• _INPUT_
PR #308, opened 2022-12-10
bypasser 2: electric boogaloo

exhq:
Screenshot_20220415_175630

### DIFF
--- a/src/plugins/bypasser.ts
+++ b/src/plugins/bypasser.ts
@@ -1,6 +1,6 @@
 /*
  * Vencord, a modification for Discord's desktop app
- * Copyright (c) 2022 Vendicated and contributors
+ * Copyright (c) 2022 exhq
  *
  * This program is free software: you can redistribute it and/or modify
  * it under the terms of the GNU General Public License as published by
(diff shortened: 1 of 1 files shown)


ArjixWasTaken:
should rename it to `Automod Bypass[er]`
~~and also, how does this work? you replace every character with itself, can't see the bypass~~

EDIT: wow, github does not show zero width characters, lmao, I thought there was an update that highlighted them, did they undo it?

src/plugins/bypasser.ts
```diff
@@ -0,0 +1,73 @@
...
+    },
+    commands: [
+        {
+            name: "bypass",
+            description: "bypass automod",
+            options: [RequiredMessageOption],
+            execute: opts => ({
+                content: findOption(opts, "message", "").replaceAll(
+                    /(.)/g,
+                    "$1​‍‍⁤"
```
Vap0r1ze, line 52: You should use unicode escapes rather than putting zero-width characters inside code.
```js
"$1\u200b\u200d\u200d\u2064"
```

src/plugins/bypasser.ts
```diff
@@ -0,0 +1,73 @@
...
+                ),
+            }),
+        },
+    ],
+
+    addPrefix(msg: MessageObject) {
+        msg.content = msg.content.replaceAll(/(.)/g, "$1​‍‍⁤");
```
Vap0r1ze, line 59: Same here
```js
"$1\u200b\u200d\u200d\u2064"
```

Vendicated:
<:husk:859796756111294474>

PR #332, opened 2022-12-12
Improve Settings UI & View Raw Modal

abUwUser:
This PR adds some visual tweaks to some parts of Vencord, such as:
- Plugin Settings
    - Adding a close button
    - Removes the footer if the plugin does not have settings
    - Puts the Authors on its separated section
    - Fixes some styling to fit with discord's UI
image
- View Raw
    - Fixes some styling issues
    - Puts the copy JSON and copy message content buttons on a footer
image
- VSCode config changes
    - Makes so that VSC uses the TS version from node_modules


Vap0r1ze:
i like the copy raw style change, did you add any bottom padding the inner container, it used to touch the edge

abUwUser:
> i like the copy raw style change, did you add any bottom padding the inner container, it used to touch the edge

yep i did

src/components/PluginSettings/PluginModal.tsx
```diff
@@ -121,33 +123,33 @@ export default function PluginModal({ plugin, onRestartNeeded, onClose, transiti
     }
 
     function renderSettings() {
-        if (!pluginSettings || !plugin.options) {
+        if (!hasSettings || !plugin.options) {
```
abUwUser, line 126: had to put another `!plugin.options` because typescript went dumb and didn't noticed that hasSettings already covers plugin.options

.vscode/settings.json
```diff
@@ -12,5 +12,6 @@
     "javascript.format.semicolons": "insert",
     "typescript.format.semicolons": "insert",
     "typescript.preferences.quoteStyle": "double",
-    "javascript.preferences.quoteStyle": "double"
-}
+    "javascript.preferences.quoteStyle": "double",
+    "typescript.tsdk": "node_modules/typescript/lib"
```
Vendicated, line 16: why? what's the benefit of this?

src/plugins/viewRaw.tsx
```diff
@@ -89,30 +89,33 @@ function openViewRawModal(msg: Message) {
         <ErrorBoundary>
             <ModalRoot {...props} size={ModalSize.LARGE}>
                 <ModalHeader>
-                    <Forms.FormTitle tag="h1">View Raw</Forms.FormTitle>
+                    <Text variant="heading-lg/medium" style={{ flexGrow: 1 }}>View Raw</Text>
```
Vendicated, line 92: why? a heading makes more sense here semantically

abUwUser: what do you mean by heading?

Vendicated: you changed it from a heading (h1) to a normal text which breaks semantics and makes no sense

.vscode/settings.json
Vendicated: Is there any issue with the vscode supplied one?

abUwUser: nope, but rarely the installed version on vscode can be different from the repo one, making vscode to think that features exists in where it doesn't. e.g. an project uses version 4.6 and vscode uses 4.9

ArjixWasTaken: you would assume that such errors are caught when building the project since the builder does not use vscode's typescript...
so does it really matter?

src/plugins/viewRaw.tsx
abUwUser: the Forms.FormTitle adds additional margin to the bottom, which makes ModalHeader to stretch
image
image
the change to Text with a heading-lg/medium is to fit better with discord's modals
image
also checking now, it is "semibold", not "medium". gonna make a commit changing that

.vscode/settings.json
abUwUser: > you would assume that such errors (from the difference in TS versions) are caught when building the project since the builder does not use vscode's typescript...

i mean, it would be annoying to see an eternal red underlined text because of VSCode not having the correct TS version, or worse and more probably, TS saying that a feature does not exist while VSCode says it does

PR #333, opened 2022-12-12
Rename the plugin "Oneko" to "Neko"

abUwUser:
The program "Oneko" is a fork of "Xneko", that in itself it is a port of "Neko" (made originally for the NEC PC-9801) for the X windowing system. Since the plugin "Oneko" does not have any affiliation with program Oneko, but has with Neko, it is better to rename it. [Information at Wikipedia](https://en.wikipedia.org/wiki/Neko_(software))

It is better to still name internally as "Oneko" internally [since adryd has made that mistake](https://github.com/adryd325/oneko.js) and that it would require a PR in that repository to rename everything


Vendicated:
it doesn't really matter, oneko is just the Linux port of the original program that people will be familiar with the most likely

abUwUser:
it matters, as people will eventually associate the plugin to "oneko", a program that it is a port of the original program. it makes more sense to associate the plugin with the original program than with the port

abUwUser:
plus it is just a renaming to better match with history of the program, not that it wouldn't break vencord or anything

ArjixWasTaken:
first of all, neko means cat, and it aint a unique program name...changing it to neko wouldn't make people think that it is related to another project named neko.

Besides, the plugin is using assets directly from the oneko repository, so its not as if the plugin is not related to oneko.

abUwUser:
> first of all, neko means cat, and it aint a unique program name...changing it to neko wouldn't make people think that it is related to another project named neko.

yes true, but this does not explain the sense to make it related to oneko, since it is a port of a desktop application. using ProtonGE as an example, if you made a script that is compatible with Proton, but you thought that Proton does not exist and that ProtonGE exists, and then named your script as "ProtonGE-script", would you rename to "Proton-script" if you wanted to also support Proton?

> Besides, the plugin is using assets directly from the oneko repository, so its not as if the plugin is not related to oneko.

theorically, it does use the ones from oneko.js, but that's still correct

ArjixWasTaken:
> would you rename to "Proton-script" if you wanted to also support Proton?

nope, I'd pick a more descriptive name, lol, but I get what you are trying to say

> theorically, it does use the ones from oneko.js, but that's still correct

When I say oneko I am referring to oneko.js, I didn't even know of another oneko.

abUwUser:
> When I say oneko I am referring to oneko.js, I didn't even know of another oneko.

oh lol

PR #337, opened 2022-12-15
feat(NoReplyMention): exempt list support

Axyriah:
Mentions automatically users specified on the plugin settings


src/utils/constants.ts
```diff
@@ -14,163 +14,169 @@
  *
```
MeguminSama, line 14: Why did you reformat the entire file?

MeguminSama (changes requested):

src/utils/constants.ts
Axyriah: my bad, prettierd automatically did it

Vendicated: you should use the vscode formatter, not prettier

Axyriah: ayo what for some reason it applied things that shouldn't have been aplied

MeguminSama: No worries :)

Vendicated:
I think you accidently pushed green text? it doesn't look finished at least

Axyriah:
> I think you accidently pushed green text? it doesn't look finished at least

yep, it just got saved from another branch and git didn't remove it
about the vscode formatter, i can't use it since i'm using neovim

src/plugins/noReplyMention.tsx
```diff
@@ -14,22 +14,45 @@
  *
  * You should have received a copy of the GNU General Public License
  * along with this program.  If not, see <https://www.gnu.org/licenses/>.
-*/
+ */
 
+// eslint-disable-next-line header/header
```
MeguminSama, line 19: What's this needed for?

src/plugins/noReplyMention.tsx
```diff
@@ -14,22 +14,45 @@
...
+import { Settings } from "@api/settings";
 import { Devs } from "@utils/constants";
-import definePlugin from "@utils/types";
+import definePlugin, { OptionType } from "@utils/types";
+
+type Reply = {
```
MeguminSama, line 24: For consistency, could you make this an interface instead of a type?

src/plugins/noReplyMention.tsx
Axyriah: That `.eslintrc.json` on the root seems to get me errors in both neovim and vscode on that header for some reason

MeguminSama: The last `*/` in the header shouldn't have a space in front of it - maybe it'll stop erroring if you remove it?
Also the header is above the next-line comment so that shouldn't be doing anything? Unless I'm misunderstanding something.

src/plugins/noReplyMention.tsx
Axyriah: Sure

src/plugins/noReplyMention.tsx
```diff
@@ -16,20 +16,44 @@
  * along with this program.  If not, see <https://www.gnu.org/licenses/>.
 */
 
+
```
MeguminSama, line 19: Just to be nit-picky, could you remove the extra newline? :P

Axyriah: done 🗿🍷

MeguminSama (approved):

Vendicated (approved):

PR #339, opened 2022-12-16
refactor: identifier escapes + "self" group

Vap0r1ze:
Additions:
  - A **custom regex escape** for `PatchReplacement["match"]`, `\i`, that aliases the SWC base54 identifier pattern (`[A-Za-z_$][\w$]*`).
  	- ~~Does not work in getters~~
  - **Eslint support** for the above
  - Adds a **`$self` alias** for `PatchReplacement["replace"]` (eg: `"$self.run();"` => `"Vencord.Plugins.plugins.ShikiCodeblocks.run();"`)
    - ~~Does not work in functions or getters~~

### DIFF
--- a/src/plugins/shikiCodeblocks/index.ts
+++ b/src/plugins/shikiCodeblocks/index.ts
@@ -22,7 +22,7 @@ import { wordsFromPascal, wordsToTitle } from "@utils/text";
 import definePlugin, { OptionType } from "@utils/types";
 
 import previewExampleText from "~fileContent/previewExample.tsx";
-import cssText from "~fileContent/style.css";
+import cssText from "~fileContent/shiki.css";
 
 import { Settings } from "../../Vencord";
 import { shiki } from "./api/shiki";
@@ -44,8 +44,8 @@ export default definePlugin({
         {
             find: "codeBlock:{react:function",
             replacement: {
-                match: /codeBlock:\{react:function\((.),(.),(.)\)\{/,
-                replace: "$&return Vencord.Plugins.plugins.ShikiCodeblocks.renderHighlighter($1,$2,$3);",
+                match: /codeBlock:\{react:function\((\i),(\i),(\i)\)\{/,
+                replace: "$&return $self.renderHighlighter($1,$2,$3);",
             },
         },
     ],
--- a/src/utils/patches.ts
+++ b/src/utils/patches.ts
@@ -21,16 +21,13 @@ export type ReplaceFn = (match: string, ...groups: string[]) => string;
 export function canonicalizeMatch(match: RegExp | string) {
     if (typeof match === "string") return match;
     const canonSource = match.source
-        .replace(/(?<=(?:^|[^\\])(?:\\\\)*)\\i/g, "[A-Za-z_$][\\w$]*");
+        .replaceAll("\\i", "[A-Za-z_$][\\w$]*");
     return new RegExp(canonSource, match.flags);
 }
 
 export function canonicalizeReplace(replace: string | ReplaceFn, pluginName: string) {
     if (typeof replace === "function") return replace;
-    return replace.replace(
-        /(?<=(?:^|[^$])(?:\$\$)*)\$self/gi,
-        `Vencord.Plugins.plugins.${pluginName}`,
-    );
+    return replace.replaceAll("$self", `Vencord.Plugins.plugins.${pluginName}`);
 }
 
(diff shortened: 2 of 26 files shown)


src/plugins/shikiCodeblocks/index.ts
```diff
@@ -44,8 +44,8 @@ export default definePlugin({
         {
             find: "codeBlock:{react:function",
             replacement: {
-                match: /codeBlock:\{react:function\((.),(.),(.)\)\{/,
-                replace: "$&return Vencord.Plugins.plugins.ShikiCodeblocks.renderHighlighter($1,$2,$3);",
+                match: /codeBlock:\{react:function\((\i),(\i),(\i)\)\{/,
+                replace: "$&return $self.renderHighlighter($1,$2,$3);",
             },
```
Vap0r1ze, line 49: Usage example

MeguminSama:
Is there a particular reason you chose not to add support for `$self` in function replacements?

Vap0r1ze:
> Is there a particular reason you chose not to add support for `$self` in function replacements?

I can probably do this via Proxies along with the getters tbh

Vap0r1ze:
Now works with functions and getters

src/webpack/patchWebpack.ts
```diff
@@ -135,15 +135,16 @@ function patchPush() {
...
-                        // @ts-ignore we change all patch.replacement to array in plugins/index
+                        if (!Array.isArray(patch.replacement)) continue;
                         for (const replacement of patch.replacement) {
                             if (replacement.predicate && !replacement.predicate()) continue;
                             const lastMod = mod;
                             const lastCode = code;
 
                             try {
+                                // @ts-ignore String#replace has no [string, function] overload
                                 const newCode = code.replace(replacement.match, replacement.replace);
```
Vendicated, line 146: huh?

Vap0r1ze: Since `.match` is `string | RegExp`, and `.replace` is `string | ReplaceFn`, TypeScript will make sure the `String#replace` signature has assignable params for every combo of those unions. There'll be an error since there is no overload for `string.replace(string, match => replacement)`

Vendicated: there is though

Vap0r1ze: oh

Vap0r1ze: not sure why i thought that, but i'll remove the false explanation (it does error if u remove it)

Vendicated: why? it didn't before

Vap0r1ze: it did, you were just `ts-ignore`ing the whole for loop block rather than that line explicitly

src/utils/patches.ts
```diff
@@ -0,0 +1,46 @@
...
+ * You should have received a copy of the GNU General Public License
+ * along with this program.  If not, see <https://www.gnu.org/licenses/>.
+*/
+
+export type ReplaceFn = (match: string, ...groups: string[]) => string;
+
+export function canonicalizeMatch(match: RegExp | string) {
+    if (typeof match === "string") return match;
+    const canonSource = match.source
+        .replace(/(?<=(?:^|[^\\])(?:\\\\)*)\\i/g, "[A-Za-z_$][\\w$]*");
```
Vendicated, line 24: why is such a complex regex needed?

src/utils/patches.ts
```diff
@@ -0,0 +1,46 @@
...
+    return new RegExp(canonSource, match.flags);
+}
+
+export function canonicalizeReplace(replace: string | ReplaceFn, pluginName: string) {
+    if (typeof replace === "function") return replace;
+    return replace.replace(
+        /(?<=(?:^|[^$])(?:\$\$)*)\$self/gi,
```
Vendicated, line 31: same here

src/utils/patches.ts
Vap0r1ze: as to not replace `/\\i/`

src/utils/patches.ts
Vap0r1ze: same here but with the edge case `"$$self"`

Vap0r1ze:
tested on these plugins and all of the patches were successful
image

Vendicated (approved):

MeguminSama (approved):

• _ASSIGNMENT_
The job is to copy each line from the material above that holds the word "export".

• _SOLUTION TO THIS EXERCISE_
@@ -121,33 +123,33 @@ export default function PluginModal({ plugin, onRestartNeeded, onClose, transiti
@@ -44,8 +44,8 @@ export default definePlugin({
@@ -21,16 +21,13 @@ export type ReplaceFn = (match: string, ...groups: string[]) => string;
 export function canonicalizeMatch(match: RegExp | string) {
 export function canonicalizeReplace(replace: string | ReplaceFn, pluginName: string) {
@@ -44,8 +44,8 @@ export default definePlugin({
+export type ReplaceFn = (match: string, ...groups: string[]) => string;
+export function canonicalizeMatch(match: RegExp | string) {
+export function canonicalizeReplace(replace: string | ReplaceFn, pluginName: string) {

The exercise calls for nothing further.